Use Whisper! It's a fairly small AI speech-to-text model that's great for gettin...

calebjosue · on Nov 21, 2023

Thank you! Taking a quick look the source code you are linking here I realize you first need to record the audio (again it was a quick look). I am thinking in an human-computer interaction more like the apple remote controller provides you to tell Apple TV applications the command (Most likely a search keyword). You know, no "middle-man", just the audio sent by the user and engine inference to act upon the received data.

smoldesu · on Nov 21, 2023

Generally, you'll have to build that layer yourself. No toolkits or SDKs that I'm aware of let you control a computer with an arbitrary prompt. That would probably be best relegated to an LLM that offers the user a suggested workflow and lets them confirm it.

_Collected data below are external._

PR #90, opened 2015-08-29
trying to understand this failure

ekg:
This test is frequently failing, so let's slow things down and see if travis can give us any hints.

### DIFF
--- a/test/t/07_vg_map.t
+++ b/test/t/07_vg_map.t
@@ -55,7 +55,11 @@ a=$(vg map -f graphs/2086553952_1469228759.mag -d graphs/199754000:199755000.vg.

> I realize you first need to record the audio

There are implimentations that let you stream audio in realtime, but it is rather finnecky and will require basic knowledge of audio DSP. I never set it up though, ymmv.

neontomo · on Nov 21, 2023

I would cut the task into separate problems and solve them one at a time. You could do it like this:

1. Trigger - pressing a button/terminal command

2. Record audio for 5-10 seconds (this will unfortunately lead to silence at the end of the file because it has a set audio length)

3. Run through Whisper API or run locally

4. Manipulate the response (Python can run local commands)

I've been considering building this myself lately for some kind of home-AI on a Raspberry PI, but I don't know if the steps would look exactly like this. My first thought was to cut the audio if it's silent for too long but not sure if you can process it at the same time as recording (probably). ffmpeg has some tools for detecting low dB.

calebjosue · on Nov 21, 2023

Thank you for the answers guys! I think I am going with the API version instead (Sending audio the API). Still, I putting this on hold for the moment. Thanks!!!